[Available data Boundary: Start]

PR #4870, opened 2025-10-05
tools/systemd-generator: Add zeek-systemd-generator

awelzel:
Fakten schaffen :-)

I've had chats at All Systems Go about running Zeek using systemd natively and was pointed at [systemd generators](https://www.freedesktop.org/software/systemd/man/latest/systemd.generator.html).

This PR adds such a generator for a single-node Zeek deployment. It also introduces the concept of a `<PREFIX>/etc/default/zeek` configuration file which defines the configuration for a systemd managed single-node cluster. Essentially, this allows the following workflow to run a single-node Zeek cluster on Linux with systemd:

```
    # Install the generator - could be done by binary packages or during ninja install, too.
    $ ln -s <prefix>/bin/zeek-systemd-generator /etc/systemd/system-generators/
    # Set the right interface in <prefix>/etc/default/zeek
    $ vim <PREFIX>/etc/default/zeek

    $ systemctl daemon-reload
    $ systemctl start zeek.target
```

The generator is written in C++ as the generator documentation suggested to do it in a fast (they mention C) language. The implementation doesn't have a dependency on Zeek or any other third party library.

I'm opening this as a PR in the zeek repo to a) show the idea and b) because I don't think an extra repository is worth it. It's not that much code (and it's just rendering files to disk). The real magic happens in systemd and its concepts of drop-in files, dependencies etc. IMO.

EDIT: This doesn't yet have support for using systemd's sandboxing features, but I'd add that in a follow-up, certainly.

Personally, it'd be nice to get this in as I'll promote its use for in an internal project, but also think other people can benefit form it. Also, this essentially covers the "easy run Zeek after installing the OBS binary packages on Linux" from my perspective. Just edit `<PREFIX>/etc/default/zeek`, put your interface at the right spot, and two systemd commands. Got a running cluster ready to go! I believe all our supported distros we build for OBS are systemd-based, so this should just work on all of them. It's definitely nothing that would work on FreeBSD, but I tried to at least split the config reading out, so if there's anyone wanting to generate some daemontools services or so for a FreeBSD box, that could reuse that code at least.

EDIT: This doesn't bother at all with multi-node, but I could maybe see adding something to the config that would allow a `<node_type>_offset` and a `cluster_layout_override` option for people that want to run multi-node to provide ways to allow that (putting the burden of worker allocations and cluster-layout generation on them).

Sample configuration:
```
# Zeek Network Security Monitor
#
# Configure the interface this Zeek deployment will be monitoring
# on the local system. Currently, a single interface is supported.
# The interface supports the following substitution variables
# for templating purposes:
#
#   worker_name:   worker-1, worker-2, etc.
#   worker_index:  1, 2, 3, ...
#   worker_index0: 0, 1, 2, ...
#   worker_cpu:    CPU from workers_cpu_list or empty if not set.
#
# Use Linux's AF_PACKET (built-in) relying on the kernel's
# default packet dissector for load balancing.
# interface = af_packet::wlp0s20f3
#
# # Use NETMAP.
# interface = netmap::eth0}${worker_index0}
#
# # Use libpcap for listening on loopback
# interface = lo
#
# # Other examples:
# interface = napatech::${worker_index0}     # Napatech streams
# interface = af_packet::if-${worker_name}   # Individual interfaces for workers.
#
# An empty interface means Zeek is disabled on the system.
interface =

# The number of Zeek worker processes to run.
workers = 4

# The list of CPUs on which to pin workers (modulo semantics).
# Pinning is disabled when this list is empty.
# TODO: Support ranges and strides.
# workers_cpu_list = 0,1,2,3

# The NUMA policy to set for all workers.
# Allowed values are currently default and local.
workers_numa_policy = local

# The number of logger processes to run.
loggers = 1

# The number of proxy processes to run.
proxies = 2

# Arguments passed to all Zeek nodes.
#
# Keep this list short. More extensive configuration should be done
# via local.zeek or the Configuration framework. Worker processes have
# the ``-i <interface>`` prepended.
args = local ignore_checksums=T frameworks/cluster/backend/zeromq/connect

# User and group to run Zeek under.
user = zeek
group = zeek

# Override Zeek's base directory.
# base_dir =

# Prepend the following paths to ZEEKPATH. You might want to use this
# with scripts in unusual locations and you want to let Zeek know about
# these. If you solely use zkg, you should not need to set anything here.
# ext_zeek_path = /path/to/extra1:/path/to/extra2

# The base port for Zeek's listener ports in a Zeek cluster.
# port = 27760
#
# The base port for the Prometheus HTTP listener for each process.
# metrics_port = 9991

# Default listening addresses to use for cluster functionality.
# address = 127.0.0.1
#
# The listening address for the Prometheus HTTP listener.
# This will be redef'ed in cluster-layout.zeek
# metrics_address = 0.0.0.0
#
#
# Whether to run the zeek-archiver process.
#
# Zeek logger processes usually rotate their completed log files into
# <PREFIX>/spool/log-queue. The zeek-archiver process then picks up
# these logs and archives them into <PREFIX>/logs/<date>. If your Zeek
# configuration is such that logs are directly sent to Kafka or another
# queueing system, set this to 0.
archiver = 1

# The directory into which zeek-archiver will archive logs.
# archiver_dir = <PREFIX>/logs

# Extra arguments passed to the zeek-archiver invocation.
archiver_args = -v -i 5

# The maximum amount of memory an individual process type may
# consume. The default unit is bytes, you may add K, M, G, T
# suffixes as supported by systemd. On Linux, this is enforced
# using cgroups.
#
# <node_type>_memory_max = 1234M
manager_memory_max =
logger_memory_max =
proxy_memory_max =
worker_memory_max =

# The nice levels to configure for individual processes types.
manager_nice =
worker_nice =
proxy_nice =
logger_nice =
```


awelzel:
Gave a demo to the team. Removing RFC / draft state. The code is so so, if it looks like it's not really there yet, put the high-level points and I'm happy to polish it.

tools/systemd-generator/README.md
```diff
@@ -0,0 +1,38 @@
...
+This directory contains code for a [systemd generator](https://www.freedesktop.org/software/systemd/man/latest/systemd.generator.html)
+to deploy a single-node Zeek deployment on modern Linux distributions.
+
+## Installation
+
+Zeek's default build on Linux contains a ``zeek-systemd-generator`` executable
+in its bin directory. To enable the generator, link it into one of systemd's
+generator directories:
+
+    $ /usr/local/zeek/bin/zeek-systemd-generator /etc/systemd/system-generators/
```
evantypanski: should this actually link it instead?


```suggestion
    $ ln -s /usr/local/zeek/bin/zeek-systemd-generator /etc/systemd/system-generators/
```

tools/systemd-generator/README.md
```diff
@@ -0,0 +1,38 @@
...
+
+After that, modify ``<PREFIX>/etc/default/zeek`` as needed. Particularly, set
+the ``interface`` key::
```
evantypanski: sorry I can't help myself

```suggestion
the ``interface`` key:
```

evantypanski (commented):
I tried to play with this a bit this evening and had some comments in the instructions; not an actual review :)

By the way I like this being opinionated

tools/systemd-generator/README.md
awelzel: Thanks!

tools/systemd-generator/CMakeLists.txt
```diff
@@ -0,0 +1,34 @@
...
+project(systemd-zeek-generator)
+
+if (${CMAKE_SYSTEM_NAME} MATCHES "Linux")
+    set(_default_enable_systemd_generator on)
+endif ()
+
+option(ENABLE_ZEEK_SYSTEMD_GENERATOR "Enable building and installing zeek-systemd-generator"
+       ${_default_enable_systemd_generator})
+
+if (ENABLE_ZEEK_SYSTEMD_GENERATOR)
```
bbannier, line 24: Can we always build this target? It has no system dependencies and the test should pass on e.g., macos as well.

I.e., drop `_default_enable_systemd_generator` and the `if` here. If you really wanted to you could make the `install` below conditional, but TBH I wouldn't mind having this present on e.g., macos or freebsd (the name makes the purpose pretty clear).

tools/systemd-generator/CMakeLists.txt
```diff
@@ -0,0 +1,34 @@
...
+    # Separate supporting libraries that aren't systemd specific.
+    add_library(systemd-generator STATIC src/systemd-unit.cc)
+    add_library(zeek-cluster-config STATIC src/zeek-cluster-config.cc)
```
bbannier: Unsure why these can't just be part of the executable, if anything lets make them `OBJECT` libraries so nobody external links against them ever.


```suggestion
    add_library(systemd-generator OBJECT src/systemd-unit.cc)
    add_library(zeek-cluster-config OBJECT src/zeek-cluster-config.cc)
```

tools/systemd-generator/CMakeLists.txt
```diff
@@ -0,0 +1,34 @@
...
+
+    add_executable(zeek-systemd-generator src/zeek-systemd-generator.cc)
+    target_compile_definitions(
+        zeek-systemd-generator
+        PRIVATE "DEFAULT_CONFIG_FILE=\"${ZEEK_ETC_INSTALL_DIR}/default/zeek\"")
+    target_compile_definitions(zeek-systemd-generator
+                               PRIVATE "ZEEK_BASE_DIR=\"${CMAKE_INSTALL_PREFIX}\"")
```
bbannier: Nit.

```diff
     target_compile_definitions(
         zeek-systemd-generator
-        PRIVATE "DEFAULT_CONFIG_FILE=\"${ZEEK_ETC_INSTALL_DIR}/default/zeek\"")
-    target_compile_definitions(zeek-systemd-generator
-                               PRIVATE "ZEEK_BASE_DIR=\"${CMAKE_INSTALL_PREFIX}\"")
+        PRIVATE "DEFAULT_CONFIG_FILE=\"${ZEEK_ETC_INSTALL_DIR}/default/zeek\""
+                "ZEEK_BASE_DIR=\"${CMAKE_INSTALL_PREFIX}\"")
```

tools/systemd-generator/src/zeek-systemd-generator.cc
```diff
@@ -0,0 +1,233 @@
...
+    manager_unit.Write();
+    logger_unit.Write();
+    proxy_unit.Write();
+    worker_unit.Write();
+}
+
+} // namespace
+
+int main(int argc, const char* argv[]) {
+    const char* normal_dir;
```
bbannier: Nit.


```suggestion
    std::string_view normal_dir;
```

tools/systemd-generator/src/zeek-systemd-generator.cc
```diff
@@ -0,0 +1,233 @@
...
+    }
+    else {
+        std::cerr << "Usage: " << argv[0] << " normal-dir [early-dir] [late-dir]\n";
+        std::exit(1);
+    }
+
+    // Default configurations to attempt to load.
+    std::vector<std::filesystem::path> config_files = {
+        DEFAULT_CONFIG_FILE,
+        "/etc/default/zeek",
```
bbannier: Leftover? Seems to duplicate `DEFAULT_CONFIG_FILE`.

tools/systemd-generator/src/zeek-systemd-generator.cc
```diff
@@ -0,0 +1,233 @@
...
+    };
+
+    // CONFIG_FILE environment overrides default search path.
+    const char* env_config_file = std::getenv("CONFIG_FILE");
+    if ( env_config_file && env_config_file[0] ) {
```
bbannier: Nit. That's an unusual way to check that the string is not empty, I'd just go with

```suggestion
    if ( env_config_file && std::strlen(env_config_file) ) {
```

tools/systemd-generator/src/zeek-cluster-config.cc
```diff
@@ -0,0 +1,224 @@
...
+        }
+        else if ( key == "workers_cpu_list" ) {
+            config.workers_cpu_list = CpuList(entry.value);
+        }
+        else if ( key == "port" ) {
+            config.port = std::atoi(entry.value.c_str());
+        }
+        else if ( key == "address" ) {
+            config.address = entry.value;
+        }
```
bbannier, line 359: clang-tidy points out that this duplicates the `listen_address` branch, do we need both?

tools/systemd-generator/src/zeek-cluster-config.cc
```diff
@@ -0,0 +1,224 @@
...
+
+    std::size_t pos = 0;
+
+    while ( pos < content.size() ) {
+        auto nl_pos = content.find('\n', pos);
+
+        std::string orig_line = content.substr(pos, nl_pos - pos);
+        std::string line = orig_line;
+
+        trim(line);
```
bbannier, line 64: This is to support whitespace around the `=`. With that it is e.g., impossible to have values start with significant whitespace. I am not sure that is useful now, but I could see it becoming handy for e.g., hacking something into `args`.

WDYT about either making whitespace significant, at least on the value side? Alternative we could allow some form of quoting on the value side.

Mostly probably fine to leave for a later cleanup, but it has some implications for what format we bake into the API.

tools/systemd-generator/src/zeek-cluster-config.cc
awelzel: Ah, thanks, dropped.

tools/systemd-generator/src/zeek-systemd-generator.cc
awelzel: `DEFAULT_CONFIG_FILE` is actually `<PREFIX>/etc/default/zeek` and the extra one is for looking into `/etc/default/zeek` as well.

How about `/etc/zeek/zeek.conf` like `/etc/redis/redis.conf` though. The ones in `default` look like environment variables quite a bit, so separating from there might be good.

tools/systemd-generator/src/zeek-cluster-config.cc
awelzel: As discussed offline, will continue to trim whitespace on both sides of the value.

ekoyle:
I really like the idea. This should make zeek behave more like any other package (at least on Linux), which I am highly in favor of.

One minor note: `/etc/default` is a somewhat Debian-centric approach for managing the behavior of init scripts (traditionally these files were sourced by the init script of the same name so that you don't have to edit the script to influence command-line arguments). I think its use with systemd is frowned upon.

It might be cleaner to use a config file in a sensible zeek location by default.

awelzel:
> It might be cleaner to use a config file in a sensible zeek location by default.

Yep, thanks. I had already changed this locally to `<PREFIX>/etc/zeek/zeek.conf` (https://github.com/zeek/zeek/pull/4870#discussion_r2417390150)

awelzel:
I've squashed everything together after:
* Adding zeek-archiver support
* Adding configurable memory_max and nice value per node type
* Implemented interface variable substitution (e.g. `netmap::eth1}${worker_index0}` or `af_packet::${worker_name}` if one has interface names according to zeek worker names.)
* Addressed Benjamin's comments. This now builds and installs also on FreeBSD and OSX. No strong opinion from my side if it should or not. It can be disabled via CMake by packagers.

I've updated the example configuration in the PR description.

[Strides and ranges](https://docs.kernel.org/admin-guide/kernel-parameters.html#cpu-lists) for the `workers_cpu_list` would be nice and also sandboxing, but I think these can come as follow up.

tools/systemd-generator/etc/zeek/zeek.conf
```diff
@@ -0,0 +1,111 @@
...
+
+# The number of proxy processes to run.
+proxies = 2
+
+# Arguments passed to all Zeek nodes.
+#
+# Keep this list short. More extensive configuration should be done
+# via local.zeek or the Configuration framework. Worker processes have
+# the ``-i <interface>`` prepended.
+args = local ignore_checksums=T frameworks/cluster/backend/zeromq/connect
```
timwoj: Should this be left commented out by default?

tools/systemd-generator/src/zeek-cluster-config.cc
```diff
@@ -242,6 +205,72 @@ std::optional<std::string> ZeekClusterConfig::SubstituteVars(const std::string&
     return result;
 }
 
+// More grumble.
+CpuList::CpuList(const std::string& list) {
+    size_t pos = 0;
+    while ( pos < list.size() ) {
```
timwoj: How about https://www.en.cppreference.com/w/cpp/ranges/split_view.html?

scripts/policy/misc/systemd-generator.zeek
```diff
@@ -0,0 +1,18 @@
+# Opinonated configuration for a cluster configured with the zeek-systemd-generator.
```
timwoj:
```suggestion
# Opinionated configuration for a cluster configured with the zeek-systemd-generator.
```

And one other below.

tools/systemd-generator/README.md
```diff
@@ -0,0 +1,42 @@
+# zeek-systemd-generator
+
+This directory contains code for a [systemd generator](https://www.freedesktop.org/software/systemd/man/latest/systemd.generator.html)
+to run a single-node Zeek deployment on modern Linux distributions.
+
+## Installation
+
+Zeek's default build on Linux contains a ``zeek-systemd-generator`` executable
```
timwoj:
```suggestion
Zeek's default installation on Linux contains a ``zeek-systemd-generator`` executable
```

tools/systemd-generator/README.md
```diff
@@ -0,0 +1,42 @@
...
+
+To verify the ``zeek-systemd-generator`` produces the expected unit files for
+a given configuration, invoke it with a single testing directory:
+
+    $ mkdir test-directory
+    $ <PREFIX>/bin/zeek-systemd-generator test-directory
+
+``zeek-systemd-generator`` will attempt to read configuration files at
+``<PREFIX>/etc/default/zeek`` and ``/etc/default/zeek``. It's possible
+to set the environment variable ``CONFIG_FILE`` to use a different path.
```
timwoj: > environment variable ``CONFIG_FILE`

This feels like a really generic environment variable name, i.e. probably not something you'd want set permanently in your environment. Are you just intending for to be set via the command-line when you call the generator? Could it be an argument to the generator instead?

timwoj (changes requested):

tools/systemd-generator/README.md
awelzel: `CONFIG_FILE` was primarily to point the generator to a custom config, but `--config` works for me, `getenv()` was just quicker to implement :-)

tools/systemd-generator/etc/zeek/zeek.conf
awelzel: I'm not quite sure yet, but I think yes.

I am thinking of adding `cluster_backend_args` as separate configuration value, defaulting to zeromq, also commented out.

cluster_backend_args

ekoyle: I think we should consider changing the zeek default for `ignore_checksums` to true. I know it's been like this forever, but the current default:

  * Causes confusion due to missing data when processing pcaps collected from an interface with checksum offloading enabled (i.e. most modern systems)
  * Silently hides serious network problems which would otherwise be easily detectable via conn history

(edit: kind of off topic, sorry)

awelzel: > I think we should consider changing the zeek default for ignore_checksums to true. I know it's been like this forever, but the current default:

> (edit: kind of off topic, sorry)

All good - I could maybe see it as a default in `local.zeek`? Maybe? Feel free to open a discussion.

timwoj (approved):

[Available data Boundary: End]

**Prompt:**
Tally the lines of the records that hold the word "know" and output only the total.

**Result for this task:**
3